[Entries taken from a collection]
***

PR #3905, opened 2025-06-26
Add new fun facts to Fact list

RKBoss6:
Added many more fun facts, removed redundant ones. (Koalas are native to australia, Koalas are only found in australia)

### DIFF
--- a/apps/textfacts/facts.txt
+++ b/apps/textfacts/facts.txt
@@ -1,163 +1,125 @@
-This list of facts was created by asking the Google Gemini AI
+These facts were created with Gemini AI
 Black holes are regions of spacetime where gravity is so strong that nothing can escape
-Blue whales are filter feeders that eat krill
-Blue whales are the largest animals on Earth
 Blue whales can weigh as much as 33 elephants
-Cardiac muscle is found only in the heart
-Cartilage is a soft, flexible tissue that is found in the joints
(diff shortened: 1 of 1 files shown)


gfwilliams:
Looks great to me, thanks!

Just checking - this is tested and works?

RKBoss6:
I'm actually not sure what the issue is, but each fact when pulled is a mashup of other facts (ippos. A group of ravens i)

gfwilliams:
That would have been handy to know in the PR!

You need to run this code and use the `idx` and `count` values it prints:

https://github.com/espruino/BangleApps/blob/4bb0e47660cf38b0b396ad9fa50ed376f4042b8d/apps/textfacts/lib.js#L6-L21

I guess you did run them before, but count is 237 and yet there are 316 lines so I guess maybe it was run on out of date data?

gfwilliams:
@RKBoss6 any chance of fixing this? If you run the code again with the new data and update the library file it should be fine

RKBoss6:
Oh yeah, I had put this aside for a while, I'll get this working :)

RKBoss6:
I think it's fixed now!

gfwilliams:
Thanks for dealing with this - Copilot is very picky!

RKBoss6:
Hehe no worries! Glad this 6 month old PR was finally ready to merge :)

PR #3907, opened 2025-06-26
[Settings] Add new theme colors

RKBoss6:
Added Dark purple, maroon, dark green, dark blue.
Removed check for bangle.js 1 for: Orange, purple, grey.

### DIFF
--- a/apps/setting/ChangeLog
+++ b/apps/setting/ChangeLog
@@ -88,3 +88,4 @@ of 'Select Clock'
 0.77: Save altitude calibration when user exits via reset
 0.78: Fix menu scroll restore on BangleJS1
 0.79: Ensure that tapping on pressure/altitude doesn't cause a menu to display temporarily
+0.80: Add new theme colors (Indigo, Grey, Orange, Purple, Navy, Dark Green)
--- a/apps/setting/README.md
+++ b/apps/setting/README.md
@@ -12,7 +12,7 @@ See below for options under each heading:
 
 ## System - System settings
 
-* **Theme** Adjust the colour scheme
+* **Theme** Adjust the colour scheme. Choose between light mode, dark mode, or a custom theme.
 * **LCD** Configure settings about the screen. How long it stays on, how bright it is, and when it turns on - see below.
 * **Locale** set time zone, the time format (12/24h, for supported clocks) and the first day of the week
 * **Clock** if you have more than one clock face, select the default one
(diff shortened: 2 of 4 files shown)


thyttan:
Hi! Are you trying this on the actual watch to see that the colors, contrast and dithering looks good with these? :)

RKBoss6:
Yes, I have tried all of them. They all look good on backgrounds, used right. (No dithered colors for text). I am not sure if we need a 'purple' and a 'magenta' both, as they look pretty similar...
If you want, and are able to, try them on your end as well, and see if any changes need to be made from your view!

RKBoss6:
If we remove purple or magenta, for users with that selected, we then have to default to the other option though...
EDIT: Bangle saves the color, not index in menu, so that should be fine. Users cannot change it back to those colors if they select a different color.

thyttan:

***

# TASK GOAL
What is needed is every line of the records above that contains the word "created".

# TASK ANSWER
-This list of facts was created by asking the Google Gemini AI
+These facts were created with Gemini AI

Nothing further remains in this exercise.